(EXERCISE MATERIAL)

PR #331, opened 2017-03-03
Fixes #18791 - ActiveModel::ForbiddenAttributesError fixed

lzap:
When Katello is installed, calling `apply_inherited_attributes` adds extra
field `content_facet_attributes` which is not permitted for hosts. I think we
should permit it in core, as a whole hash, because this parameter is created in
runtime. This patch is a quick and dirty solution that solves blocking issue
that is in 8.0.0 and 8.0.1 releases - provisioning do not work at all with
Katello plugin installed.

Example how it looks like when added_attributes is {"hostgroup_id"=>"1",
"location_id"=>"2", "organization_id"=>"1"}. Then apply_inherited_attributes
returns {"hostgroup_id"=>"1", "location_id"=>"2", "organization_id"=>"1",
"puppet_proxy_id"=>1, "puppet_ca_proxy_id"=>1, "environment_id"=>1,
"compute_profile_id"=>nil, "realm_id"=>nil,
"content_facet_attributes"=>{"kickstart_repository_id"=>nil,
"content_view_id"=>2, "lifecycle_environment_id"=>2, "content_source_id"=>nil}}

### DIFF
--- a/app/services/foreman_discovery/host_converter.rb
+++ b/app/services/foreman_discovery/host_converter.rb
@@ -8,7 +8,7 @@ class ForemanDiscovery::HostConverter
     host.clear_association_cache
     host.type = 'Host::Managed'
 
-    host.attributes = host.apply_inherited_attributes(added_attributes)
+    host.attributes = host.apply_inherited_attributes(added_attributes.to_h)
     host.set_hostgroup_defaults if host.hostgroup_id.present?
 
     # the following flags can be skipped when parameters are set to false


lzap:
Hey @dLobatog I need some attention here, 8.0.0 and 8.0.1 with Katello installed does not work at all, blocking issue. I am not sure how to *properly* fix this, allow the whole hash or particular fields in core?

lzap:
Daniel pointed out @ShimShtein added it in https://github.com/Katello/katello/blob/master/lib/katello/plugin.rb#L162

Looks like this is only for Host::Managed.

lzap:
I tried to copy that line in plugin.rb but with `Host::Discovered` but it did not help surprisingly. This adds depdndency between plugins, Katello now must load after Discovery in order to set this correctly. Not good.

How about to merge this into 8.0-stable branch to allow me to do fixed 8.0.2 version @dLobatog ?

ShimShtein:
Sorry for piggybacking this PR, I am thinking about more permanent fix to this issue.
@dLobatog, I don't have enough experience with strong params, would it be correct to make the following assumptions for `apply_inherited_attributes`:
1. Reject calls to `apply_inherited_attributes` if the parameters have not passed strong params filter
2. Assume everything added by facets is safe (facet is responsible to filter params if it's relevant)

If it is, I'll change the method accordingly.

lzap:
I don't understand (1) exactly or I don't think it's necessary because Rails errors out the moment inherited parameters are assigned (via `attributes=` method). So I think just (2) might be sufficient, just to mark all attributes added as safe, but only in case the hash is actually StrongParam hash and not ordinary hash (if method exists perhaps).

lzap:
Elegant way of doing it might be to create hash wrapper around StrongAttributes that marks all newly created entries as safe (`permit`)?

ShimShtein:
> I don't understand (1) exactly

I am cloning params hash in `apply_inherited_attributes`, so I am loosing the information about which parameters are permitted.

> So I think just (2) might be sufficient

Assuming I can clone StrongParam hash, will I be able to add more permitted params?
example:
``` ruby
params.permit! #from initial filtering

facet_params = { some_info: 'value' } #added by facet
facet_params.permit!
params[:my_facet_attributes] = facet_params

params.permitted? #should return true!
```

lzap:
> I am cloning params hash in apply_inherited_attributes, so I am loosing the information about which parameters are permitted.

You are not actually, `dup` method is implemented, it does not loose any information I think. The same instance is coming out of `apply_inherited_atributes` to my surprise (I was debugging it). The problem is that these guys are not permitted in this context, it is as simple as that. My patch permits them all.

How about instead modifying existing (strong param protected) hash the method would simply return only attributes that should be added. These can be explicitly permitted and then merged into the protected hash? I can see that the `merge` method is implemented, this should work.

I can perhaps do this in Discovery for now (pass in a fake empty hash and permit), so we have at least clean patch for 8.0.2 and sort out it in core later.

lzap:
@dLobatog I have cleaner solution now, updated. Method to_h returns unsafe hash but with all non-permitted field removed, so it is safe. Then this is passed in the method and it can be mass-assigned without any problem! Tested it, works great.

lzap:
@dLobatog alternatively a fix for core as we already have a report that API is broken: https://github.com/theforeman/foreman/pull/4364 (I prefer to fix it in core)

timogoebel:
I'm in favor of merging the core PR. Shall we add it to discovery as well?

ShimShtein:
If we merge the core PR, we shouldn't need any fixes from discovery at all.

dLobatog:
PR is merged, should this be closed @lzap ?

lzap:
The core patch (http://projects.theforeman.org/issues/18791) was merged and fixes the attribute problem, it is scheduled for 1.14.3 release. If you use Katello plugin and Discovery does not work for you, wait for the minor release or apply the patch manually.

PR #332, opened 2017-03-06
Refs #18801 - append example extra options to kexec

lzap:
This is a patch that adds example extra options to kexec templates. The added
option is actually required to exec RHEL5 and older systems.

Please test with:

https://github.com/theforeman/smart_proxy_discovery_image/pull/5


timogoebel:
Merged, thanks @lzap .

PR #335, opened 2017-03-27
fixes #19032 - widget truncates with ellipsis

timogoebel:
`ellipsis` should be defined on the field, not the whole table. The table needs to be fixed for ellipsis to work. `hidden-xs` works now as well as it hides the whole column.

(End EXERCISE MATERIAL)

YOUR OBJECTIVE. Lines containing the word "ellipsis" must be found in the data above and copied.

SOLUTION TO THIS EXERCISE.
fixes #19032 - widget truncates with ellipsis
`ellipsis` should be defined on the field, not the whole table. The table needs to be fixed for ellipsis to work. `hidden-xs` works now as well as it hides the whole column.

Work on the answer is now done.